*** Data for this task ***
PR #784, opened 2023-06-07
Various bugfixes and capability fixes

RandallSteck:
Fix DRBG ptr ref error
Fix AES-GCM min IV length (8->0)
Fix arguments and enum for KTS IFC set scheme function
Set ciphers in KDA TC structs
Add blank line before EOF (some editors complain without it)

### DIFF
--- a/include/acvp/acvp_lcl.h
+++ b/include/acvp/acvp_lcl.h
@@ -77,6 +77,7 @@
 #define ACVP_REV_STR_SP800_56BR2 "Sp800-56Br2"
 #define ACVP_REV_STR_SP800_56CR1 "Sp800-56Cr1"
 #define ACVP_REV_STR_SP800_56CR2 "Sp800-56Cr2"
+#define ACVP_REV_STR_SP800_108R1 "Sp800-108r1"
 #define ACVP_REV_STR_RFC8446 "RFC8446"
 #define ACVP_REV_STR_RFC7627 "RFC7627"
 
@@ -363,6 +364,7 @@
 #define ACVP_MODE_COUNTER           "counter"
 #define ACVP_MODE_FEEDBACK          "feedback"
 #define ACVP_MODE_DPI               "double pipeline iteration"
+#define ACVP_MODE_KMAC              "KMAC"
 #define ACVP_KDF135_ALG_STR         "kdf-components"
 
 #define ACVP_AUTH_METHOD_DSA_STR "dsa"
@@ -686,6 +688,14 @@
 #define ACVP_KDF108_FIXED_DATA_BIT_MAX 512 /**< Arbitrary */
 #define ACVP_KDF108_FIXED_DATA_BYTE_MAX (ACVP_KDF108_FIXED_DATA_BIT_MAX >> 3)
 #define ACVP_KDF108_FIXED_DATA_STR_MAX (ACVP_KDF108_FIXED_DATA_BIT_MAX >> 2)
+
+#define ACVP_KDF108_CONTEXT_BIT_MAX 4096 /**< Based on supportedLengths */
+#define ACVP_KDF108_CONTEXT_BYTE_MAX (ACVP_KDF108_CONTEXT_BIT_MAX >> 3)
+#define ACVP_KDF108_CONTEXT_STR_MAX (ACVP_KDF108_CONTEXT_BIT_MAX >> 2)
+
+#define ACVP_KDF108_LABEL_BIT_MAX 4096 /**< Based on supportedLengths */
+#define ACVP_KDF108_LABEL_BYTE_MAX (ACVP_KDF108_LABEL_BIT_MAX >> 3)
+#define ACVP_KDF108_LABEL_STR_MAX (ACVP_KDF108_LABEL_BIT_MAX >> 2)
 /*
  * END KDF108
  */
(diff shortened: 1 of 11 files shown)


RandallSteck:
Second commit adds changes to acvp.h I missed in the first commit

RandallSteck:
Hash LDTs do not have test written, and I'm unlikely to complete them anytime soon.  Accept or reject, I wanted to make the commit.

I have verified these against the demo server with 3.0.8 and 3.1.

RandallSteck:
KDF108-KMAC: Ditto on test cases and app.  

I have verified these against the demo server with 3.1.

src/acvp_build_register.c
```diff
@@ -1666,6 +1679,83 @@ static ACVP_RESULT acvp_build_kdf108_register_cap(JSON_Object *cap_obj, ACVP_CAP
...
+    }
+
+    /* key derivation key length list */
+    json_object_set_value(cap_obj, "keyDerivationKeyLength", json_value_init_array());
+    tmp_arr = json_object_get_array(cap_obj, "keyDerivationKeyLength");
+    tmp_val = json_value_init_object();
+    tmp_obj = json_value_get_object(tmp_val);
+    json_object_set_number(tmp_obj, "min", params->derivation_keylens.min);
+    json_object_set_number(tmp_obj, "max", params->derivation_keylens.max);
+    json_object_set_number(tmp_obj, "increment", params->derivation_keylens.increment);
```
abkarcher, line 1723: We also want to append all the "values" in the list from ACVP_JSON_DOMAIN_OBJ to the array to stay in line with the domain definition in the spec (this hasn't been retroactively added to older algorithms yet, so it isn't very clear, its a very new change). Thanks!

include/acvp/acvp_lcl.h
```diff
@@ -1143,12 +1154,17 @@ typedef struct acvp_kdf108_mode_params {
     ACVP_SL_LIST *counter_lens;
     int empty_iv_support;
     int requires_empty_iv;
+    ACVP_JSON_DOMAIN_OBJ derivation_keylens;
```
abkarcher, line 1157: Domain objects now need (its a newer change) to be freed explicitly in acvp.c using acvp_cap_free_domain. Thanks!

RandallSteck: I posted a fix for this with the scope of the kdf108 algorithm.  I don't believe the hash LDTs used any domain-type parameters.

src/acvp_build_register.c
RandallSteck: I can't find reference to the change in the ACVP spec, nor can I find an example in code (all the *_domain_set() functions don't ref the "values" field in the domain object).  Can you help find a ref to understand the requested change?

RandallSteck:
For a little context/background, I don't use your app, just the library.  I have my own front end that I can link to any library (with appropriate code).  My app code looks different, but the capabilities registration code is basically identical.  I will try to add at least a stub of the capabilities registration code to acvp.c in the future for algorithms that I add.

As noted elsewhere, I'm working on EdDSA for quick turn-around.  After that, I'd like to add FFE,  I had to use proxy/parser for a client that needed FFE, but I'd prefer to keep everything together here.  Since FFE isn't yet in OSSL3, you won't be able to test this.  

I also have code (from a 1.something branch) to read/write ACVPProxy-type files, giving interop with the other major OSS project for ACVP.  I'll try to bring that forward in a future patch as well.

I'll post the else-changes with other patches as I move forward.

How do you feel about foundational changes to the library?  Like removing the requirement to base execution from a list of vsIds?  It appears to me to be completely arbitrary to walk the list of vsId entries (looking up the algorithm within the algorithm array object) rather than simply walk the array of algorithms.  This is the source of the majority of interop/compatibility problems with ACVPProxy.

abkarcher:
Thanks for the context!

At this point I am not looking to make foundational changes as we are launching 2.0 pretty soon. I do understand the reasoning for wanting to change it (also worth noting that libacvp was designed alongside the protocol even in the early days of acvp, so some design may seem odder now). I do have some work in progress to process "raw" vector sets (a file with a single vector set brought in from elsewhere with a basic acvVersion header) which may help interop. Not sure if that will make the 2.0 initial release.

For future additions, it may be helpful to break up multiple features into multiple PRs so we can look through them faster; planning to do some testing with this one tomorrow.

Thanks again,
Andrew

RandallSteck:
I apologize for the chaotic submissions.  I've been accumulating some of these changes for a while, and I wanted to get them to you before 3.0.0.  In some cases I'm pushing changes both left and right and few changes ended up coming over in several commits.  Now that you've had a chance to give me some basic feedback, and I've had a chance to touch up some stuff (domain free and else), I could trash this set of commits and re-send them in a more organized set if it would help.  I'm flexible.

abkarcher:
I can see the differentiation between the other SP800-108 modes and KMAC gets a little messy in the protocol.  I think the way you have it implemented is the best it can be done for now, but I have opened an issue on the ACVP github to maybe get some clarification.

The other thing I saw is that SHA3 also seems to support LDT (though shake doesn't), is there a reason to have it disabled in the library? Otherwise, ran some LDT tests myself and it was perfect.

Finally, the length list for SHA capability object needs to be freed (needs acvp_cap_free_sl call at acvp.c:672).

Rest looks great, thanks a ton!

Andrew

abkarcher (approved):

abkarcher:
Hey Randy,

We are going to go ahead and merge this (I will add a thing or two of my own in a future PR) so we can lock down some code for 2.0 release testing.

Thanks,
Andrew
*** End of Data for this task ***
**Problem to solve**
Copy every line above once more, precisely as it reads.

**Solution to the exercise**
PR #784, opened 2023-06-07
Various bugfixes and capability fixes

RandallSteck:
Fix DRBG ptr ref error
Fix AES-GCM min IV length (8->0)
Fix arguments and enum for KTS IFC set scheme function
Set ciphers in KDA TC structs
Add blank line before EOF (some editors complain without it)

### DIFF
--- a/include/acvp/acvp_lcl.h
+++ b/include/acvp/acvp_lcl.h
@@ -77,6 +77,7 @@
 #define ACVP_REV_STR_SP800_56BR2 "Sp800-56Br2"
 #define ACVP_REV_STR_SP800_56CR1 "Sp800-56Cr1"
 #define ACVP_REV_STR_SP800_56CR2 "Sp800-56Cr2"
+#define ACVP_REV_STR_SP800_108R1 "Sp800-108r1"
 #define ACVP_REV_STR_RFC8446 "RFC8446"
 #define ACVP_REV_STR_RFC7627 "RFC7627"
 
@@ -363,6 +364,7 @@
 #define ACVP_MODE_COUNTER           "counter"
 #define ACVP_MODE_FEEDBACK          "feedback"
 #define ACVP_MODE_DPI               "double pipeline iteration"
+#define ACVP_MODE_KMAC              "KMAC"
 #define ACVP_KDF135_ALG_STR         "kdf-components"
 
 #define ACVP_AUTH_METHOD_DSA_STR "dsa"
@@ -686,6 +688,14 @@
 #define ACVP_KDF108_FIXED_DATA_BIT_MAX 512 /**< Arbitrary */
 #define ACVP_KDF108_FIXED_DATA_BYTE_MAX (ACVP_KDF108_FIXED_DATA_BIT_MAX >> 3)
 #define ACVP_KDF108_FIXED_DATA_STR_MAX (ACVP_KDF108_FIXED_DATA_BIT_MAX >> 2)
+
+#define ACVP_KDF108_CONTEXT_BIT_MAX 4096 /**< Based on supportedLengths */
+#define ACVP_KDF108_CONTEXT_BYTE_MAX (ACVP_KDF108_CONTEXT_BIT_MAX >> 3)
+#define ACVP_KDF108_CONTEXT_STR_MAX (ACVP_KDF108_CONTEXT_BIT_MAX >> 2)
+
+#define ACVP_KDF108_LABEL_BIT_MAX 4096 /**< Based on supportedLengths */
+#define ACVP_KDF108_LABEL_BYTE_MAX (ACVP_KDF108_LABEL_BIT_MAX >> 3)
+#define ACVP_KDF108_LABEL_STR_MAX (ACVP_KDF108_LABEL_BIT_MAX >> 2)
 /*
  * END KDF108
  */
(diff shortened: 1 of 11 files shown)


RandallSteck:
Second commit adds changes to acvp.h I missed in the first commit

RandallSteck:
Hash LDTs do not have test written, and I'm unlikely to complete them anytime soon.  Accept or reject, I wanted to make the commit.

I have verified these against the demo server with 3.0.8 and 3.1.

RandallSteck:
KDF108-KMAC: Ditto on test cases and app.  

I have verified these against the demo server with 3.1.

src/acvp_build_register.c
```diff
@@ -1666,6 +1679,83 @@ static ACVP_RESULT acvp_build_kdf108_register_cap(JSON_Object *cap_obj, ACVP_CAP
...
+    }
+
+    /* key derivation key length list */
+    json_object_set_value(cap_obj, "keyDerivationKeyLength", json_value_init_array());
+    tmp_arr = json_object_get_array(cap_obj, "keyDerivationKeyLength");
+    tmp_val = json_value_init_object();
+    tmp_obj = json_value_get_object(tmp_val);
+    json_object_set_number(tmp_obj, "min", params->derivation_keylens.min);
+    json_object_set_number(tmp_obj, "max", params->derivation_keylens.max);
+    json_object_set_number(tmp_obj, "increment", params->derivation_keylens.increment);
```
abkarcher, line 1723: We also want to append all the "values" in the list from ACVP_JSON_DOMAIN_OBJ to the array to stay in line with the domain definition in the spec (this hasn't been retroactively added to older algorithms yet, so it isn't very clear, its a very new change). Thanks!

include/acvp/acvp_lcl.h
```diff
@@ -1143,12 +1154,17 @@ typedef struct acvp_kdf108_mode_params {
     ACVP_SL_LIST *counter_lens;
     int empty_iv_support;
     int requires_empty_iv;
+    ACVP_JSON_DOMAIN_OBJ derivation_keylens;
```
abkarcher, line 1157: Domain objects now need (its a newer change) to be freed explicitly in acvp.c using acvp_cap_free_domain. Thanks!

RandallSteck: I posted a fix for this with the scope of the kdf108 algorithm.  I don't believe the hash LDTs used any domain-type parameters.

src/acvp_build_register.c
RandallSteck: I can't find reference to the change in the ACVP spec, nor can I find an example in code (all the *_domain_set() functions don't ref the "values" field in the domain object).  Can you help find a ref to understand the requested change?

RandallSteck:
For a little context/background, I don't use your app, just the library.  I have my own front end that I can link to any library (with appropriate code).  My app code looks different, but the capabilities registration code is basically identical.  I will try to add at least a stub of the capabilities registration code to acvp.c in the future for algorithms that I add.

As noted elsewhere, I'm working on EdDSA for quick turn-around.  After that, I'd like to add FFE,  I had to use proxy/parser for a client that needed FFE, but I'd prefer to keep everything together here.  Since FFE isn't yet in OSSL3, you won't be able to test this.  

I also have code (from a 1.something branch) to read/write ACVPProxy-type files, giving interop with the other major OSS project for ACVP.  I'll try to bring that forward in a future patch as well.

I'll post the else-changes with other patches as I move forward.

How do you feel about foundational changes to the library?  Like removing the requirement to base execution from a list of vsIds?  It appears to me to be completely arbitrary to walk the list of vsId entries (looking up the algorithm within the algorithm array object) rather than simply walk the array of algorithms.  This is the source of the majority of interop/compatibility problems with ACVPProxy.

abkarcher:
Thanks for the context!

At this point I am not looking to make foundational changes as we are launching 2.0 pretty soon. I do understand the reasoning for wanting to change it (also worth noting that libacvp was designed alongside the protocol even in the early days of acvp, so some design may seem odder now). I do have some work in progress to process "raw" vector sets (a file with a single vector set brought in from elsewhere with a basic acvVersion header) which may help interop. Not sure if that will make the 2.0 initial release.

For future additions, it may be helpful to break up multiple features into multiple PRs so we can look through them faster; planning to do some testing with this one tomorrow.

Thanks again,
Andrew

RandallSteck:
I apologize for the chaotic submissions.  I've been accumulating some of these changes for a while, and I wanted to get them to you before 3.0.0.  In some cases I'm pushing changes both left and right and few changes ended up coming over in several commits.  Now that you've had a chance to give me some basic feedback, and I've had a chance to touch up some stuff (domain free and else), I could trash this set of commits and re-send them in a more organized set if it would help.  I'm flexible.

abkarcher:
I can see the differentiation between the other SP800-108 modes and KMAC gets a little messy in the protocol.  I think the way you have it implemented is the best it can be done for now, but I have opened an issue on the ACVP github to maybe get some clarification.

The other thing I saw is that SHA3 also seems to support LDT (though shake doesn't), is there a reason to have it disabled in the library? Otherwise, ran some LDT tests myself and it was perfect.

Finally, the length list for SHA capability object needs to be freed (needs acvp_cap_free_sl call at acvp.c:672).

Rest looks great, thanks a ton!

Andrew

abkarcher (approved):

abkarcher:
Hey Randy,

We are going to go ahead and merge this (I will add a thing or two of my own in a future PR) so we can lock down some code for 2.0 release testing.

Thanks,
Andrew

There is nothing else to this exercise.